“Alas, señor,” said Jacqueline, “he’s quite a little brother to dragons.”
“What are you talking about?” Michel demanded.
“I am keeping you from being eaten up, young sire, but,” and Jacqueline’s tone changed, “pray give yourself the trouble to be calm. He only means a kindly offer of service, no doubt, however strange that may seem to your delicacy of breeding, Monsieur the Duke.”
Michel heaved a sigh and–sat down. He was no longer on familiar ground. Then Fra Diavolo proceeded to verify mademoiselle’s judgment of him. Sombrero in hand and with a pompous courtliness, he repeated his natural supposition that the señorita was on her way to the City (meaning the City of Mexico), and perhaps to the court of His Glorious Majesty, Maximiliano. He offered himself, therefore, in case he might have the felicity to be of use. This she need not consider as personal, if it in any way offended, but as an official courtesy, since she saw in him an officer–an officer of His Most Peace-loving Majesty’s Contra Guerrillas. And thus to a conclusion, impressively, laboriously.
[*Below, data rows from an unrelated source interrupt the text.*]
PR #576, opened 2022-07-29
Fix polygon corruption on slow internet

### LINKED ISSUE #574: Polygons on map sometimes appear corrupted
Screen Shot 2022-07-22 at 1 22 14 PM

I saw this during the development of #550 but @rachelekm wasn't able to replicate it, and it hasn't happen since for me. I suspect it may be a race condition since it happened when we switched from static neighborhood boundaries to loading them dynamically from the API, but I don't know exactly what might be triggering it.

Places where this is known to have shown up are:
- Firefox, on MacOS, in local development
- Firefox, on Windows, on staging.

It may be necessary to use Browserstack to diagnose this. If so, please post appropriately in #browserstack.

ktohalloran:
## Overview

Polygons were generating in a way that looked corrupted under slow internet conditions due to the update of transit networks before neighborhood bounds state had been updated. This PR conditionally adds a pause and recursive check to the generation of the networks, specifically where networks are assigned paths and times for the given origin point, so that they are not generated before `neighborhoodBounds` state exists.

### Checklist

### Demo

The same map generated on 2G-speed internet before and then after this fix.

_Before_
Screen Shot 2022-07-28 at 2 56 19 PM

_After_
Screen Shot 2022-07-28 at 2 57 24 PM

## Testing Instructions

 * Start the server, navigate to **localhost:9966**, and log in
 * In the network tab, click "No throttling" and set the internet to something much slower (I made my own custom internet profile that downloads at 1 Mbit/s and uploads at 20 kbit/s)
 * Refresh the page and wait for it to load. Once it loads, the map should look normal
 * Log out and log in again using the same tab with the slow internet connection. Again, the loaded map should look normal.

Resolves #574

### DIFF
--- a/src/frontend/src/actions/network.js
+++ b/src/frontend/src/actions/network.js
@@ -1,6 +1,7 @@
 // @flow
 import lonlat from "@conveyal/lonlat";
 import fetch, { fetchMultiple } from "@conveyal/woonerf/fetch";
+import { isEmpty } from "lodash";
 
 import { retrieveConfig, storeConfig } from "../config";
 import { ACCESSIBILITY_IS_LOADING, ACCESSIBILITY_IS_EMPTY, TAUI_CONFIG_KEY } from "../constants";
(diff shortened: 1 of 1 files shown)


ddohler (approved):
Thanks for digging into this! Timeouts are most appropriate in situations where we have no control over the order in which things occur, i.e. because we're waiting for events to take place on a remote system. Ordinarily, in a case like this where we (theoretically) have full control over what happens in what order, we'd want to refactor so that the action to load networks doesn't get dispatched until we're certain that the neighborhoods are in place.

In this case, however, I agree that this is the best approach given the current project constraints. I do think this is introducing technical debt that we should resolve in the future, so I would add a comment with a link to a tech debt issue.

Otherwise, this looks good, and it solved the problem for me!

ktohalloran:
Thanks so much for your review and for explaining when timeouts are appropriate @ddohler! I've created this tech debt issue in #577.

PR #581, opened 2022-09-06
Super-linter refinements

BryanQuigley:
Have GH super-linter pull from env file and on GH Actions run lint/cibuild in parallel
    
This creates a .github/super-linter.env that both a local ./scripts/test run and Github Actions will use to configure super-linter.
    
Separate the super-linter build job from the rest of the build process.  Can reduce the total time to just 4 minutes (as opposed to 8 min). Also should be faster to fail, previously we had to wait for the whole cibuild to finish before linting.
    
The suggestion for the one env variable was from https://github.com/github/super-linter/pull/3270.

### Checklist

### Demo

Show all check details

## Testing Instructions

 * Confirm that build looks the same as previously but ENV variables only needed in one place.

Note: this can be charged to Azavea Infrastructure Management - this will help our other projects more than this one.


ddohler (approved):
Looks great, nice cleanup! I wish the technique for doing this was a bit more prominent in the GitHub docs.

rachelekm (approved):
Awesome! Works great and much more clean 👍

PR #582, opened 2022-09-06
Fix 500 error when user clicks expired link

### LINKED ISSUE #580: Fix 500 error on magic link expiration
Currently, if you request a login link then let it expire (the lifespan is currently set to 1 hour), when you click on it it results in a 500 Server error and a 
```
IntegrityError: null value in column "user_id" of relation "authtoken_token" violates not-null constraint
```
error via Rollbar. We ideally should fix this to provide more helpful messaging like "Your login link has expired, please request a new one".

ddohler:
## Overview

Redirects the user back to the login page if they click on an expired link, rather than throwing a 500 error.

Also updates the email text to explain that login links only last for
one hour.

### Checklist

### Demo

N/A

### Notes

Ideally, we'd explain to the user that their link had expired within the application when they try to use an expired link, but I think this is sufficient for a quick fix.

## Testing Instructions

 * On `develop`, update `settings.py` and change the `SESAME_MAX_AGE` parameter to something small, like `60`, so that links expire quickly for testing.
 * Start `./scripts/server` and enter your email on the login screen.
 * Wait long enough for the token to expire, then use the email link from the console. The email text should specify that the link will expire in one hour (though that will be false, in this case).
 * You should see a 500 error.
 * Check out this branch and try to log in again, with either the old expired email or a new one.
 * You shouldn't see a 500 error; instead, you should simply be redirected back to the login screen.

Resolves #580

### DIFF
--- a/src/backend/users/views.py
+++ b/src/backend/users/views.py
@@ -31,7 +31,7 @@ def send_login_link(request):
 
     html_message = """
     <p>Hi there,</p>
-    <p>Thanks for using ECHO! Here is your <a href="{}">link to login</a>. </p>
+    <p>Thanks for using ECHO! Here is your <a href="{}">link to login</a>. This link is valid for 1 hour.</p>
     <p>BHA</p>
     """.format(
         login_link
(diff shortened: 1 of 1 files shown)


ktohalloran (approved):
Looks good! 👍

Jacqueline was less delighted than at first. The dash and daredeviltry was somehow not quite sustained. But she replied that he had surmised correctly, and added that she was Mademoiselle d’Aumerle.
21He started at the name, and her eyes sparkled to note the effect. “The Marquesa Juana de Aumerle!” he repeated.
“Jeanne d’Aumerle, no other, sir,” she assured him, but she watched him quizzically, for she knew that another name was hovering on his lips.
“Surely not––” he began.
“Si señor,” and she smiled good humoredly, “I am–‘Jacqueline.’”
It was a name that had sifted from the court down into distant plebeian corners of the Mexican Empire, and it was tinged–let us say so at once–with the unpleasing hue of notoriety.